<<<<

PR #397, opened 2019-02-14
bump up the size limit on webhook body

dabutvin:
we've been dropping a lot of webhooks because of `PayloadTooLargeError` 

Want to see if we can bring the number of dropped hooks down without causing too much trouble

### DIFF
--- a/app.js
+++ b/app.js
@@ -98,7 +98,7 @@ function createApp(config) {
 
   const swaggerOptions = { swaggerUrl: `${config.endpoints.service}/schemas/swagger.yaml` }
   app.use('/api-docs', swaggerUi.serve, swaggerUi.setup(null, swaggerOptions))
-  app.use('/webhook', bodyParser.raw({ limit: '5mb', type: '*/*' }), webhookRoute)
+  app.use('/webhook', bodyParser.raw({ limit: '10mb', type: '*/*' }), webhookRoute)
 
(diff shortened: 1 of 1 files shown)


jeffmcaffer:
Just took a look and we don't do anything useful with the whole body. Just need the coordinates. Suggest that we change the crawler to send a smaller body.

```js
  const body = JSON.parse(request.body)
  const urn = get(body, '_metadata.links.self.href')
  if (!urn) return info(request, response, 400, 'Missing or invalid "self" link')
  const coordinates = EntityCoordinates.fromUrn(urn)
  // TODO validate the coordinates are complete
  await definitionService.computeAndStore(coordinates)
  logger.info(`Handled Crawler update event for ${urn}`)
  response.status(200).end()
```

dabutvin:
good point - i assumed these were github webhooks, but they could very well be our webhooks from the crawler

jeffmcaffer:
Ah, right, could be from GitHub but we ought not have a) that many webhook calls from GitHub and b) they should not be that large. At most they'd include the info for the contribution which should be very small.

jeffmcaffer:
Go ahead and bump the limit but we should also look at the crawler to see what it's doing.

dabutvin:
https://github.com/clearlydefined/crawler/pull/259

PR #406, opened 2019-02-21
update commons-clause exception handling

dabutvin:
we should not be accepting of all exceptions
if a non-spdx exception is used then the license is NOASSERTION

### DIFF
--- a/package-lock.json
+++ b/package-lock.json
@@ -6168,7 +6168,7 @@
       "integrity": "sha512-2XQACfElKi9SlVb1CYadKDXvoajPgBVPn/gOQLrTvHdElaVhr7ZEbqJaRnJLVNeaI4cMEAgVCeBMKF6MWRDCRA=="
     },
     "spdx-expression-parse": {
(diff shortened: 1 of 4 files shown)


package-lock.json
```diff
@@ -6168,7 +6168,7 @@
       "integrity": "sha512-2XQACfElKi9SlVb1CYadKDXvoajPgBVPn/gOQLrTvHdElaVhr7ZEbqJaRnJLVNeaI4cMEAgVCeBMKF6MWRDCRA=="
     },
     "spdx-expression-parse": {
-      "version": "github:clearlydefined/spdx-expression-parse.js#c4827de980e293302e225fe924c9edd89f7d1064",
+      "version": "github:clearlydefined/spdx-expression-parse.js#9c9211181d82c9df70dae6e2599ee84fd19e4858",
```
dabutvin: see https://github.com/clearlydefined/spdx-expression-parse.js/commit/9c9211181d82c9df70dae6e2599ee84fd19e4858

PR #421, opened 2019-03-02
More intelligent license merging

### LINKED ISSUE #383: Merging licenses should union
There are cases where one tool finds a license that another does not. Since aggregation is done in a layered "precedence" ordering, it is possible for that extra license to be overwritten by a higher precedence tool. In general we don't really want precedence but have to make a choice. Here we can merge the license lists.

In particular, in utils.js

```js
function _mergeLicense(base, proposed) {
  return !proposed || proposed === 'NOASSERTION' ? base : proposed
}
```

should be enhanced to start with the base and add in the proposed licenses only if they are not already satisfied by the base. There are probably some edge cases and interesting questions but it should be doable/deterministic.

An example of this scenario https://clearlydefined.io/definitions/npm/npmjs/@angular/compiler/6.1.10
The following files have Apache in them but show as only MIT. ScanCode discovers Apache but only with a score of 74 (below the threshold of 80) and so is ignored. Nomos sees both but because ScanCode is higher precedence, that value is ignored.

* bundles/compiler-testing.umd.js
* bundles/compiler-testing.umd.js.map
* bundles/compiler-testing.umd.min.js.map
* bundles/compiler.umd.js
* bundles/compiler.umd.js.map
* bundles/compiler.umd.min.js.map

jeffmcaffer:
Fixes #383 

* Add a set of utils for SPDX expression manipulation (expand, flatten, merge)
* update the license merging to use the new SPDX merge capability
* Add a mess of tests


test/lib/util.js
```diff
@@ -129,7 +149,6 @@ describe('Utils mergeDefinitions', () => {
     }
     utils.mergeDefinitions(base, newDefinition)
     const file = base.files[0]
-    expect(file.license).to.eq('GPL-3.0')
```
dabutvin: let's add this back with `GPL-3.0 AND MIT`

PR #425, opened 2019-03-03
Add support for embedded components

jeffmcaffer:
Some components have embedded components, we want to capture that to enable people better understanding their dependencies (i..e, what they are getting) and identify potential security vulnerabilities etc. 

This PR adds a `described.embedded` property which is an array of entries each of which identifies base information about a discovered embedded component. In particular:
* coordinates: as a string
* location: location in the parent component that the embedded component was found
* other?

Open questions:
- [ ]  should the `location` be the manifest file or the directory? Currently set as the file but in terms of managing/organizing the files in the parent component, using the directory would be better (easier filtering). @pombredanne, how can one reliably find the directory in which the embedded package is located? is that always `summary.packages[N].files[0].path`? 
- [ ] We have to guess at the provider for the embedded component. Right now the code uses the canonical mapping to default provider given a type. That may or may not be true but without some sort of clarity in the origin content we have to guess. Is this a point of curation?
- [ ] Are there other properties we need to track of the embedded components?
- [ ] @pombredanne in the summary info, is there a canonical way to tell which `package` entry represents the package at hand rather than the embedded packages? Is is always the first entry? Do we look at the `path` and decide based on that?
- [ ] @pombredanne are there some good examples of packages of different types that have embedded packages? would be great to have a suite of sample output off which we can code and test.


jeffmcaffer:
Ping @pombredanne

pombredanne:
For your first question and this is not specific to embedded packages

> Should the location be the manifest file or the directory? Currently set as the file but in terms of managing/organizing the files in the parent component, using the directory would be better (easier filtering).

In general it should be the directory, unless the file itself is both a package and a manifest (rare, this is the cases for RPMs for instance) and it depends on each type and even then, there could be variations: an npm package.json manifest means the parent directory is the package. But for a Maven POM, it could be sometimes true or sometimes when a POM is under a META-INF it could be something else. As a result there is specific code in ScanCode for each package type that handles figuring out where is the package root given a a manifest file in a certain context   


>  @pombredanne, how can one reliably find the directory in which the embedded package is located? is that always summary.packages[N].files[0].path?

In a scan `summary.packages` would list all the packages embedded or not and `summary.packages[N].files` list the locations where these are found. Beyond the file system containment there is no notion of embedding for now. So to if you consider embedding as being when there is a file/directory containment, then you should walk the `files` system tree and collect all the packages, taking note of the containment as you go.

> We have to guess at the provider for the embedded component. Right now the code uses the canonical mapping to default provider given a type. That may or may not be true but without some sort of clarity in the origin content we have to guess. Is this a point of curation?

Each one returned by ScanCode has a Package URL ( as a string and as discrete attributes) As we have discussed there is no notion of a provider in a Package URL, but you could map a Package URL type and come with a default. 

> Are there other properties we need to track of the embedded components?

Would faceting is handled separately? Do you care about an embed to also be a referenced direct dependency in a manifest or be listed in a lock file? Would the embed then be its own record otherwise?

> in the summary info, is there a canonical way to tell which package entry represents the package at hand rather than the embedded packages? Is is always the first entry? Do we look at the path and decide based on that?

It would be one of the first entries in the top most directory but there are packages that have multiple personalities (e.g. they have a package.json, a bower.json, a gemspec, etc) in which case which one is the top from a set of peer top level is really usage-context dependent. 


> are there some good examples of packages of different types that have embedded packages? would be great to have a suite of sample output off which we can code and test.

This is somewhat common for Maven in source form with nested POMs and more common in Go (with vendoring). This is seen in some npms that also contain an installed "node_modules".
I will come with a few URLs

pombredanne:
Some examples:
Repos that contains several POMs at once: 
- https://github.com/prestodb/presto
- https://github.com/jeremylong/DependencyCheck

Maven Jars that combine other 5+ other ones:
- http://central.maven.org/maven2/io/fabric8/kubernetes-openshift-uberjar/4.1.3/


More examples later...

jeffmcaffer:
Thanks for the examples. More would be great. Example output would be cool too.

Interestingly, Prestodb appears to be more of a monorepo. Not sure, just looking at it. That feels like a different scenario (also needs additional support) as the top level should not be considered a component, rather the folders in the repo would be the components.

pombredanne:
> Interestingly, Prestodb appears to be more of a monorepo.

That's a common layout for Maven projects and there is usually a hierarchical relationship between each of the packages. You could see this as some sort of a monorepo of course since this is a fairly different layout from the actual built bits.


https://github.com/cloudfoundry/cli/tree/master/vendor is a typical Go project with its vendor directory where there are eventually many embeds.

A similar practice in Ruby https://github.com/cloudfoundry/bosh-linux-stemcell-builder/tree/master/vendor/cache


An example of node embeddeding https://github.com/bazelbuild/rules_nodejs/tree/master/third_party/github.com


And one on Python https://github.com/nexB/scancode-toolkit/tree/develop/thirdparty ;)

pombredanne:
@jeffmcaffer glad you resurfaced this one. On the topic of package manifest vs. package root directory, the latest version of ScanCode (not yet fully released and not yet used in CD) takes an updated and slightly different approach to handle the manifest vs. the root directory of a package. 
A manifest record now holds a pointer to the package root directory if any.  And there is also a new way to know all the files that are part of a given package (including handling the case of nested packages) where a file can optionally have a pointer to its package location (which is the always the package manifest and never some a root directory)

geneh:
@pombredanne Should we wait for the new scancode version to be released?

Notes to self: 
- [ ]  check if the schemaVersion needs to be incremented.
- [ ]  test npm, maven, github and other examples - see above.
- [ ]  re-queue the affected definitions once merged.

tsteenbe:
Wondering back into ClearlyDefined land after being away for a long time ... 

Question for me is do you do the static or dynamic analysis to determine embedded software?  We in OSS Review Toolkit have been dealing with package managers for a while - dynamic will get you the actual resolve packages and versions 100% of the time but can be error prone. Static only work well for certain languages but does not work well for say Gradle and SBT and usually uses regular expressions which can get things like the exact version number wrong. Each method has its pros and cons.

P.S.  @jeffmcaffer Welcome to package manager I knww at some CD would start taking package manifest into account ;-)

nellshamrell:
Hello all!

Thank you so much for this contribution and the discussion on it! Due to the age of this pull request, I'm going to go ahead and close it for now (though the discussion will be preserved and we can refer to it in the future when needed). If this is something you wish to discuss further, please feel free to open a new pull request or a new issue and we can discuss how to move forward.

Thank you again! Community discussion is the backbone of OSS!

PR #813, opened 2020-06-17
refactor(iot-dev): Deprecate the client constructors that don't take SSLContext for x509 authentication

timtay-microsoft:
Refactor our x509 sample to use the non-deprecated constructor, and demonstrate how to remove the bouncycastle dependency when you aren't using the deprecated constructor


abhipsaMisra:
IMO both the string keys and SSL context constructors should be deprecated, and users should set `SSLContext` via `ClientOptions` only.

timtay-microsoft:
> IMO both the string keys and SSL context constructors should be deprecated, and users should set `SSLContext` via `ClientOptions` only.

Agreed. I just noticed your suggestion on Binal's PR, and I like that approach

device/iot-device-samples/send-event-x509/src/main/java/samples/com/microsoft/azure/sdk/iot/SSLContextBuilder.java
```diff
@@ -0,0 +1,246 @@
...
+import java.security.cert.X509Certificate;
+import java.security.interfaces.RSAPrivateKey;
+import java.security.spec.PKCS8EncodedKeySpec;
+import java.util.ArrayList;
+import java.util.Collection;
+import java.util.UUID;
+
+/**
+ * Helper class that demonstrates how to build an SSLContext for x509 authentication from your public and private certificates,
+ * or how to build an SSLContext for SAS authentication from the default IoT Hub public certificates
```
abhipsaMisra, line 29: is the use-case here - devices that don't have the root certificates (digicert, baltimore etc) installed on their device, but need to trust those certs?

timtay-microsoft: For SAS based auth? Yes. Users of this SDK always have to have their SSLContext trust iothub's certs. This isn't something that the JVM just picks up from the physical device's certificate store

timtay-microsoft: For x509 auth, you would need to load the iothub public cert, your device's public cert, and your device's private key when building the SSLContext

abhipsaMisra: >Users of this SDK always have to have their SSLContext trust iothub's certs. This isn't something that the JVM just picks up from the physical device's certificate store

So this is something mandatory that needs to be passed by the users, and set by the SDK for every single TLS negotiation that the SDK will execute. In that case, why isn't SSLContext a mandatory argument?

timtay-microsoft: It's mandatory for establishing a connection to Iot hub, regardless of if it is x509 or SAS authentication. For SAS cases, the SDK can just build the SSLContext for the user which makes it optional at the constructor level

abhipsaMisra: ok, so for sas based authentication, what is the use-case for the customer wanting to pass this SSLContext to the SDK?

timtay-microsoft: Perhaps they have some gateway scenario set up and they need to trust a few more machines than just the iothub. Or perhaps they need to configure the TLS handshake to use a different version or something. By taking the SSLContext directly, we also let them do things like upgrade to TLS1.3 when the time comes without an SDK update

abhipsaMisra: Makes sense. I would add the note in comments for `ClientOptions.SSLConext` that the SDK will automatically create an SSL context to trust IoT hub certs, and if they pass in their custom SSLContext instance, they need to make sure to add IoT Hub's certificate info in there.

abhipsaMisra: So now a different question - the certs info that I see below in the sample, are these the public key info? How does the actual negotiation take place if the JVM cannot look up private key info in my device's certificate store/ I don't have the private key info for these certs?

timtay-microsoft: Good idea. I'll add a note to that effect in the javadoc for the clientOptions.sslContext

timtay-microsoft: The certs in the sample code's SSLContextBuilder class are indeed IoT Hub's public certificates. All SSLcontexts used must trust those certs to communicate with IoT Hub.

The user has to load their certs into the SSLContext from file or from string. Once that instance of SSLContext has the iothub public cert, their device's private key, and their device's public cert, then the SSL handshake will work for x509 auth.

PR #815, opened 2020-06-18
feat(iot-service): Add support for setting http read and connect timeouts for registry manager operations

timtay-microsoft:
Adding them to the RegistryManagerOptions class so that they are set at constructor time

### DIFF
--- a/service/iot-service-client/src/main/java/com/microsoft/azure/sdk/iot/service/RegistryManager.java
+++ b/service/iot-service-client/src/main/java/com/microsoft/azure/sdk/iot/service/RegistryManager.java
@@ -589,7 +589,7 @@ public class RegistryManager
         String sasToken = new IotHubServiceSasToken(this.iotHubConnectionString).toString();
 
         // Codes_SRS_SERVICE_SDK_JAVA_REGISTRYMANAGER_12_049: [The function shall create a new HttpRequest for removing the device from IotHub]
-        HttpRequest request = CreateRequest(url, HttpMethod.DELETE, new byte[0], sasToken); //TODO
+        HttpRequest request = CreateRequest(url, HttpMethod.DELETE, new byte[0], sasToken);
         request.setHeaderField("If-Match", etag);
 
         // Codes_SRS_SERVICE_SDK_JAVA_REGISTRYMANAGER_12_050: [The function shall send the created request and get the response]
--- a/service/iot-service-client/src/main/java/com/microsoft/azure/sdk/iot/service/RegistryManager.java
+++ b/service/iot-service-client/src/main/java/com/microsoft/azure/sdk/iot/service/RegistryManager.java
@@ -37,7 +37,6 @@ import java.util.concurrent.Executors;
  */
 public class RegistryManager
 {
-    private final Integer DEFAULT_HTTP_TIMEOUT_MS = 24000;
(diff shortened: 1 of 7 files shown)


service/iot-service-client/src/main/java/com/microsoft/azure/sdk/iot/service/RegistryManager.java
```diff
@@ -582,9 +589,7 @@ private void removeDeviceOperation(String deviceId, String etag) throws IOExcept
         String sasToken = new IotHubServiceSasToken(this.iotHubConnectionString).toString();
 
         // Codes_SRS_SERVICE_SDK_JAVA_REGISTRYMANAGER_12_049: [The function shall create a new HttpRequest for removing the device from IotHub]
-        HttpRequest request = new HttpRequest(url, HttpMethod.DELETE, new byte[0]);
-        request.setReadTimeoutMillis(DEFAULT_HTTP_TIMEOUT_MS);
-        request.setHeaderField("authorization", sasToken);
+        HttpRequest request = CreateRequest(url, HttpMethod.DELETE, new byte[0], sasToken); //TODO
```
abhipsaMisra, line 592: TODO?

timtay-microsoft: good catch, I'll delete this

service/iot-service-client/src/main/java/com/microsoft/azure/sdk/iot/service/RegistryManagerOptions.java
```diff
@@ -9,9 +9,18 @@
 @Builder
 public class RegistryManagerOptions
 {
+    protected static final Integer DEFAULT_HTTP_READ_TIMEOUT_MS = 24000; // 24 seconds
+    protected static final Integer DEFAULT_HTTP_CONNECT_TIMEOUT_MS = 0; // infinite
```
abhipsaMisra, line 13: why infinite connect timeout?

timtay-microsoft: This was the default behavior since the SDK never set an http connect timeout before.

timtay-microsoft: By default, http connections in java have no read or connect timeouts. However, our SDK did manually set the read timeout to 24 seconds. This PR doesn't change the default behavior of the SDK

abhipsaMisra: Sure, but should the SDK set a timeout value for http connect? If the http connection cannot be established (network issue/ proxy hasn't been set up etc), then when would this actually time out and throw an exception? Would we reply on the TCP layer underneath throwing an exception (which can take minutes)?

timtay-microsoft: One could argue it wouldn't be a breaking change to start adding connect timeouts by default. The same exception would be thrown for a connect timeout as a read timeout. The only difference is the exception message. I'll add the same default of 24 seconds for the connect timeout

PR #820, opened 2020-06-24
Fix flakey twin e2e tests

timtay-microsoft:
A lot of scenarios had a 3 second timeout which is rather strict. Opening that timeout up to 1 minute so that the test isn't as flakey

### DIFF
--- a/iot-e2e-tests/common/src/test/java/tests/integration/com/microsoft/azure/sdk/iot/iothub/setup/DeviceTwinCommon.java
+++ b/iot-e2e-tests/common/src/test/java/tests/integration/com/microsoft/azure/sdk/iot/iothub/setup/DeviceTwinCommon.java
@@ -103,9 +103,9 @@ public class DeviceTwinCommon extends IntegrationTest
 
     // Max time to wait to see it on Hub
     protected static final long PERIODIC_WAIT_TIME_FOR_VERIFICATION = 1000; // 1 sec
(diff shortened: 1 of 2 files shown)


iot-e2e-tests/common/src/test/java/tests/integration/com/microsoft/azure/sdk/iot/iothub/setup/DeviceTwinCommon.java
```diff
@@ -103,9 +103,9 @@ public static Collection inputs() throws Exception
 
     // Max time to wait to see it on Hub
     protected static final long PERIODIC_WAIT_TIME_FOR_VERIFICATION = 1000; // 1 sec
-    protected static final long MAX_WAIT_TIME_FOR_VERIFICATION = 3000; // 30 sec
```
timtay-microsoft, line 106: This was labeled as 30 seconds, but it was actually only 3 seconds

azabbasi: And I assume 3 seconds wasn't long enough and extending the wait period will fix the flakiness?

timtay-microsoft: Yeah

PR #821, opened 2020-06-24
fix(e2e): Fix transportclient tests not waiting for devices to subscribe to methods before invoking methods

timtay-microsoft:
subscribeToDeviceMethod(...) is asynchronous (with a callback), but it was being used as if it was synchronous


iot-e2e-tests/common/src/test/java/tests/integration/com/microsoft/azure/sdk/iot/iothub/TransportClientTests.java
```diff
@@ -389,7 +403,20 @@ public void invokeMethodInvokeParallelSucceed() throws Exception
 
         for (int i = 0; i < testInstance.clientArrayList.size(); i++)
         {
-            ((DeviceClient)testInstance.clientArrayList.get(i)).subscribeToDeviceMethod(new SampleDeviceMethodCallback(), null, new DeviceMethodStatusCallBack(), null);
+            DeviceMethodStatusCallBack subscribedCallback = new DeviceMethodStatusCallBack();
```
bikamani, line 406: just wondering why is this one tagged as _ContinuousIntegrationTest_ and the other one above is not?

timtay-microsoft: The CI test is just a parallelized flavor of the other test. For our check in builds, the simpler test is sufficient for coverage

>>>>

How to complete this task
For each line above that contains "curation", make a copy.

Reply
- [ ] We have to guess at the provider for the embedded component. Right now the code uses the canonical mapping to default provider given a type. That may or may not be true but without some sort of clarity in the origin content we have to guess. Is this a point of curation?
> We have to guess at the provider for the embedded component. Right now the code uses the canonical mapping to default provider given a type. That may or may not be true but without some sort of clarity in the origin content we have to guess. Is this a point of curation?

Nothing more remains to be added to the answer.